You're welcome. Yeah I second that notion.


----------



## Sani Muhamamd (Oct 1, 2012)

Hey, first thing first. IBCC sucks all day, secondly I did my 9th & 10th grade from US, I had like 9 A's & 3B's and my aggregate was 95%, but these people reduced it to 84%. But I still don't get the criteria on which they work out the equivalence. 
Anyhow GOOD LUCK!:thumbsup:


----------



## doctormaryam (Oct 21, 2012)

Ghani1992 said:


> I think if no AP classes are involved then the highest one can get is an 85%.
> my cumulative average was 88 and it was reduced to a 72. My physics was AP. I got a 3 on it.


wow you AP score was 3 i mean i am very ashamed to tell you that i took AP biology and scored 2 on it rediculos score

i need help regarding ibcc certificate but my situation is really bizzare i hope you and whoever is swwing my post will give best ideas and suggestions plz let me know if i can post my senario and if any one inckuding u is willing to help me thank you soo much.


----------



## ComputerKid (May 23, 2012)

doctormaryam said:


> wow you AP score was 3 i mean i am very ashamed to tell you that i took AP biology and scored 2 on it rediculos score
> 
> i need help regarding ibcc certificate but my situation is really bizzare i hope you and whoever is swwing my post will give best ideas and suggestions plz let me know if i can post my senario and if any one inckuding u is willing to help me thank you soo much.


This is a little off-topic but you really should be using a spell checker when you post if your spelling is so poor. People aren't going to take you seriously if your writing is so terrible. You're from the U.S. too so you should be able to have much higher English proficiency.

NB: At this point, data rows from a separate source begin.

PR #1524, opened 2024-09-23
Extend allowlist & handle extend when validating

### LINKED ISSUE #1523: Fix config extend validation + allowlist
> We use a toml file in our repo to _extend_ the default configuration, like mentioned in the PR I believe to cause this issue: https://github.com/gitleaks/gitleaks/pull/1463
> 
> As an example, our "local" config looks like this:
> 
> ```
> [extend]
> # useDefault will extend the base configuration with the default gitleaks config:
> # https://github.com/zricethezav/gitleaks/blob/master/config/gitleaks.toml
> useDefault = true
> 
> # An array of tables that contain information that define instructions
> # on how to detect secrets
> [[rules]]
> id = "generic-api-key"
> [rules.allowlist]
> 	description = "False positive. Keys used for colors match the rule, and should be excluded."
> 	files = ['''Some_Files\.xaml''']
> ```
> 
> In this case, the `generic-api-key` rule incorrectly flagged some of our hex-defined colors in a XAML file. Since the update, we now get this error:
> 
> `FTL Failed to load config error="generic-api-key: both |regex| and |path| are empty, this rule will have no effect"`
> 
> But... the `[id]` isn't empty?
> 

_Originally posted by @celloza in https://github.com/gitleaks/gitleaks/issues/1507#issuecomment-2352550208_

While researching this, I also noticed that [rule allowlists don't get merged with extend](https://github.com/gitleaks/gitleaks/blob/97dbe1ef0969f6162e061a5418063f19ed729497/config/config.go#L237).

rgmz:
### Description:
This fixes #1523.

### Checklist:

### DIFF
--- a/config/config.go
+++ b/config/config.go
@@ -131,9 +131,6 @@ func (vc *ViperConfig) Translate() (Config, error) {
 				StopWords:   r.Allowlist.StopWords,
 			},
 		}
-		if err := r.Validate(); err != nil {
-			return Config{}, err
-		}
 
 		orderedRules = append(orderedRules, r.RuleID)
 		rulesMap[r.RuleID] = r
@@ -171,7 +168,15 @@ func (vc *ViperConfig) Translate() (Config, error) {
 		} else if c.Extend.Path != "" {
 			c.extendPath()
 		}
+	}
 
+	// Validate the rules after everything has been assembled (including extended configs).
+	if extendDepth == 0 {
+		for _, rule := range rulesMap {
+			if err := rule.Validate(); err != nil {
+				return Config{}, err
+			}
+		}
 	}
 
 	return c, nil
@@ -235,12 +240,22 @@ func (c *Config) extendURL() {
 }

Just wanted to warn you that the mods will delete your posts if you don't follow the site rules. :!:


----------



## Ghani1992 (Apr 30, 2010)

doctormaryam said:


> wow you AP score was 3 i mean i am very ashamed to tell you that i took AP biology and scored 2 on it rediculos score
> 
> i need help regarding ibcc certificate but my situation is really bizzare i hope you and whoever is swwing my post will give best ideas and suggestions plz let me know if i can post my senario and if any one inckuding u is willing to help me thank you soo much.

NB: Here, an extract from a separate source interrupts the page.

PR #1535, opened 2024-09-28
Disable inherited rule from extended config

### LINKED ISSUE #1531: Disable inherited rule from extended config
> Any way to disable an inherited rule from an extended base config would be very helpful 🙂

post your scenario here or send me a message. i'd be happy to help 

- - - Updated - - -

i also took AP biology in 12th grade and I got a 3. that was after the full one year course. for physics, i had only 2 months of prep.


----------



## doctormaryam (Oct 21, 2012)

*Writing*



ComputerKid said:


> This is a little off-topic but you really should be using a spell checker when you post if your spelling is so poor. People aren't going to take you seriously if your writing is so terrible. You're from the U.S. too so you should be able to have much higher English proficiency.
> 
> Just wanted to warn you that the mods will delete your posts if you don't follow the site rules. :!:


listen brother or sister whoever you are this is my very first time on this site plus it was not me who was typing the wrong spellings "on purpose" it was actually my keyboard anyways why i am explaining to you. To whom i had to ask the question he got it...... 
but thanks for the alert.....
and i don't think so i was off topic but just to let you know, as far as i know this is an educational site so i was sharing my AP bio experience and as far as i know Biology is a subject which is related to medical which means it is needed in order to be a doctor than how it was off topic as far as i know it doesn't say anywhere we cannot share our experiences..... Thank you anyways


----------



## Murtaza (Apr 25, 2017)

*Help*



Ghani1992 said:


> post your scenario here or send me a message. i'd be happy to help
> 
> - - - Updated - - -
> 
> i also took AP biology in 12th grade and I got a 3. that was after the full one year course. for physics, i had only 2 months of prep.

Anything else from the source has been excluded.